ULS boasts an 8:1 teacher:student ratio.
[edit] College Preparation
University Liggett School is known for its rigorous high school curriculum. The average graduating class is about 65, and a majority of students continue their education at schools in the Ivy League, "Public Ivy league", or other competitive colleges such as Georgetown University, Duke University, Stanford University, Johns Hopkins University, Washington University in St. Louis, and The University of Chicago. The largest matriculant is The University of Michigan. Of the last five graduating classes, more than 60 students (12 per year) have attended the University of Michigan; 67% of the class of 2007 were accepted to colleges and universities with highly selective admissions standards.

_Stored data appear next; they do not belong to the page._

PR #1016, opened 2021-04-28
Remove TestCacheServiceNativeImage test

dmvolod:


Crumby (approved):

ryanemerson:
@dmvolod I think if we're going to keep this test, then by default it should be enabled on the upstream CI, otherwise it will always be ignored and we might as well remove the test. So I think we need to set the env in the travis file.

Crumby:
@ryanemerson What about removing the test and running the whole testsuite with the native server image as discussed on Zulip? Or is that out of scope for now?

ryanemerson:
@Crumby It would be cool to have, however I think a lot of tests would be broken at this stage. I think given the low priority of the native server at this time it would be better to focus our efforts elsewhere.

Crumby:
@ryanemerson Does it makes sense to have the test present at all at this moment? I mean from your statement it seems it's not usable by users and there is a lot of work to be done before it'll be working. It's using Cache service which is intended to be abandoned. Running the test takes CI time with each PR

ryanemerson:
Good point @Crumby. I would be happy to remove the test altogether.

dmvolod:
@Crumby , @ryanemerson are you decide to remove all TestCacheService* from the test suite?
In this case I will close this PR and create a new to remove them at all.

Crumby:
@dmvolod I meant specifically `TestCacheServiceNativeImage` as that's the only tests using native server image.

dmvolod:
> I meant specifically `TestCacheServiceNativeImage` as that's the only tests using native server image.

Yes, true, @Crumby . Current changes disables `TestCacheServiceNativeImage` both for CI and default test in separate cluster

ryanemerson:
> @dmvolod I meant specifically `TestCacheServiceNativeImage` as that's the only tests using native server image.

+1 to only removing the Native test.

Crumby (approved):

ryanemerson:
Thanks @dmvolod

PR #1017, opened 2021-04-29
[test-integration] Minor testsuite improvements

Crumby:
Updates integration testsuite:
* Repurposes MinimalSetup deployment to DevSetup with disable security and monitoring
  * Adds HotRod test with disabled authentication
  * Verifies that ServiceMonitor is not created when the annotation is set to false
* Renames AdvancedSetupITs tests to corresponding DataGridServiceIT and CacheServiceIT as those are more meaningful in the context
* Extend README file to describe way of running the tests without having to setup properties
* Adds ServiceMonitor cleanup validator
* Updates Infinispan dependency to 12.1.1


test-integration/README.md
```diff
@@ -5,13 +5,16 @@ Brief description on how to run integration tests.
...
   * Operator has to watch different namespace then one it's installed in
+* Either valid context in `kubeconfig` file or set properties below.
 
 ## Running the tests
 * `mvn clean verify` to run all the tests
 * `mvn clean verify -Dit.test=${testName}` to run particular test
 * `mvn clean verify -Dit.test=org.infinispan.operator.*IT` to run functional tests that do not require cluster-admin access. User needs to have rights to manipulate with Infinispan CR objects however.
 * `mvn clean verify -Dit.test=org.infinispan.operator.installation.*IT` to run Operator installation tests that require cluster-admin access
 
+Tests retreive OpenShift context configuration from the current context in the `~/kube/config` file. You can override current context and fix the target environment using properties below.
```
dmvolod, line 16: @Crumby we can provide `-Dxtf.openshift.admin.kubeconfig` property explicitly

Crumby: @dmvolod Yeah, I didn't wanted to include all the possibilities as there is really lot of them. Best would be to point to xtf framework documentation but it's not greatly documented there either

dmvolod: Yes, @Crumby, would be nice and choose a section with connection options directly

ryanemerson:
Thanks @Crumby

PR #1029, opened 2021-05-05
Fix authentication request uri when executed with query

Crumby:
When authentication is requested client should return also query part as part of the uri otherwise request won't pass OpenShift HA proxy.


dmvolod:
@ryanemerson please pay attention that after 12.1.2.Final image release and test with the current PR Infinispan server still fails with ISPN000196 and ISPN000217 errors in CI.

ryanemerson:
Thanks @Crumby.

@dmvolod This fix is definitely needed, so I have merged this and will investigate the failures on a different PR.

PR #1030, opened 2021-05-05
rice embed-go revises git stage for unchanged files

dmvolod:


dmvolod:
@rigazilla , @ryanemerson please review this PR and merge as due to this problem git stage always changes on every local build/test

ryanemerson:
@dmvolod Is there any way that we can just exclude the problem fields, `FileModTime` etc, from the generated file? If not, then I'm happy with this workaround.

dmvolod:
> Is there any way that we can just exclude the problem fields, `FileModTime` etc, from the generated file? If not, then I'm happy with this workaround.

@ryanemerson not sure, that's easy to do this. We can create our own generator, but it's a bit complex solution for now.

ryanemerson (approved):

PR #1031, opened 2021-05-06
Backup/Restore Improvements

ryanemerson:


test/e2e/backup-restore/backup_restore_test.go
```diff
@@ -126,7 +124,7 @@ func testBackupRestore(t *testing.T, clusterSpec clusterSpec, clusterSize int) {
 	sourceCluster := name + "-source"
 	infinispan := clusterSpec(sourceCluster, namespace, clusterSize)
 	testKube.Create(infinispan)
-	defer testKube.DeleteInfinispan(infinispan, tutils.SinglePodTimeout)
+	defer testKube.CleanNamespaceAndLogOnPanic(namespace)
```
Crumby, line 127: Is there a way to disable cleanup via flag/property  on failure for debugging purposes?

ryanemerson: I have updated the code now, so it would just be a case of commenting the `DeleteAllOf` commands in `CleanNamespaceAndLogOnPanic` .. if you think it would be useful, we can add a env var to toggle this. Any thoughts on what it should be called?

I'm just investigation why backup/restore is not  playing nice with travis atm, but my inteion is to make use of this method in all tests.

build/travis/debug-pods.sh
```diff
@@ -9,10 +9,8 @@ do
 	for SS in "${SSS[@]}"; do
 	  if [ -n "${SS}" ]; then
 	    echo "${SS}" "is ready for logs"
-	    kubectl get pods -o yaml >> debug.log
```
dmvolod, line 12: @ryanemerson I think we can remove this script as you've implemented more intelligent solution for Pod logs, and this script was a quick-fix workaround

ryanemerson: I didn't know if the Infinispan and Statefulset yaml might be useful? I suppose I can add this to the test method as well.

dmvolod: Sometimes we need SS status to identify why Pods can't be created and Infinispan CR status in other cases, but we can trace them inside code also as your solution for Pods

test/e2e/backup-restore/backup_restore_test.go
Crumby: Maybe `KEEP_DEPLOYMENT_RUNNING`?

ryanemerson:
@dmvolod The most recent [test run](https://travis-ci.org/github/infinispan/infinispan-operator/jobs/769916005) failed because the backup pod was stuck in the "pending" state with the following tolerations:

```yaml
tolerations:
- key: node.kubernetes.io/not-ready
  operator: Exists
  value: ""
  effect: NoExecute
  tolerationseconds: 300
- key: node.kubernetes.io/unreachable
  operator: Exists
  value: ""
  effect: NoExecute
  tolerationseconds: 300
```

The interesting thing is that the `TestBackupRestore` test passed with no problems, but executing `TestBackupRestoreNoAuth` is when  the issue occurred.

test/e2e/backup-restore/backup_restore_test.go
ryanemerson: `CLEANUP_INFINISPAN_ON_FINISH` already exists, so we can just reuse that.

dmvolod (approved):

dmvolod:
@ryanemerson very good, I'm eager to see CI green for all our PR's
Is it ready to be merge now?

ryanemerson:
> I'm eager to see CI green for all our PR's

:crossed_fingers: 

It's ready, thanks

dmvolod:
Thanks, @ryanemerson 
Merged into master

PR #1032, opened 2021-05-06
[test] Shorten Backup/Restore test clusters names

Crumby:
Hostname generated by TestBackupRestore/DataGridNoAuth is too long. (54 characters by itself leaving only 9 characters for namespace and OpenShift domain)


ryanemerson:
Thanks @Crumby

PR #1043, opened 2021-05-13
Support for cross-site expose type (LoadBalancer and NodePort) reflection

dmvolod:


dmvolod:
NodePort number should be reflected also

ryanemerson (approved):

ryanemerson:
Thanks @dmvolod

Issue #1053, opened 2021-05-17
Credentials generated deterministically


ryanemerson:
User credentials are generated deterministically as they use the `math/rand` packages, instead the `crypto/rand` package should be used to ensure that credentials are randomly generated.

PR #1054, opened 2021-05-17
Ensure genereated credentials are random #1053

ryanemerson:


dmvolod:
@ryanemerson just for my information: is it means, that before this fix password was the same for the same cluster or I missed something?

dmvolod (approved):

ryanemerson:
> @ryanemerson just for my information: is it means, that before this fix password was the same for the same cluster or I missed something?

Previously every call to `rand.Int` with the same size arg would cycle through the same numbers, which meant that for each operator deployment the generated passwords would be predictable for a given deployment. For example, the first Infinispan CR cluster to be created by an operator would always have the same credentials, the second cluster created by all operators would have the same credentials.

ryanemerson:
Just repushing to fix a type in the commit message.

rigazilla:
merged thanks @ryanemerson !

PR #1056, opened 2021-05-17
CleanNamespaceAndLogOnPanic in test should utilize Unstructured type for print yaml structure camelCase

dmvolod:


ryanemerson:
Thanks @dmvolod

PR #1078, opened 2021-05-25
Authorization

ryanemerson:
[Image PR](https://github.com/infinispan/infinispan-images/pull/135)
[Config Generator PR](https://github.com/infinispan/infinispan-image-artifacts/pull/41)


dmvolod:
@ryanemerson please pay attention that you catch  #1079 in this test

dmvolod (approved):

test/e2e/utils/httpClient.go
```diff
@@ -75,6 +75,7 @@ func (c *httpClientConfig) exec(method, path, payload string, headers map[string
 	ExpectNoError(err)
 	fmt.Printf("%s: %s\n", method, httpURL)
 	rsp, err := c.request(httpURL, method, payload, headers)
+	ExpectNoError(err)
```
dmvolod, line 78: @ryanemerson I've identified that sometimes request return `net.IsConnectionRefused` error. Do you have ideas why it happens and how we can handle this? Otherwise we will get error on test.
`CheckExternalAddress` has this error handle, probably we need to embedded this handler to the test httpClient

ryanemerson: > I've identified that sometimes request return `net.IsConnectionRefused` error. Do you have ideas why it happens and how we can handle this?

No idea the cause tbh. Adding some kind of retry logic to the client makes sense to me :+1:

ryanemerson:
Self merging as required for `master` to pass now that the Infinispan images have Authorization enabled by default.

PR #579, opened 2018-11-25
Notes for installation on Ubuntu

whittlem:


vietlq (changes requested):
Just add a link to the official tutorial how to install on Ubuntu. The error log is too verbose and unnecessary.

fixanoid:
There is a bit of knowledge required to work with quorum/geth. Since this is a fork of a go-ethereum project its implied that you need go compiler installed before you could build from source. I added a note to building doc, but I don't believe we need an os related instruction. Thank you.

The school offers Advanced Placement classes in history (United States, World, United States Government), science (Biology, Chemistry, Physics), English (literature), foreign languages (French, Latin Virgil, Latin Language, Spanish), math (Calculus AB and BC), and the arts (Art History, Art Studio and Music Theory).
All freshmen are required to pass first aid, nutrition and project adventure. All students must pass American Government, Foundations, World History, United States History, Biology, Chemistry, and Physics to graduate. Otherwise, requirements are based on a credit system, where a semester class is .5 credit and a year class is one credit. Participation in athletics is also a graduation requirement.
Requirements for graduation include: 4 credits of English, 3 credits of Math, 3 or 4 credits of foreign language (three in one language or four in two different languages), 3 credits of history or social sciences (including Am. Government, Foundations, World History and United States History), 3 credits of science (including biology, chemistry, and physics), and 1.5 credits in two different disciplines of art (disciplines include art, art history, music and drama).
Many students choose to supplement their curriculum with honors or AP classes. The school's above average score history with the Advanced Placement tests could be considered an indicator of the difficult curriculum, or the intelligence of the student body, which mostly consists of middle to upper class children.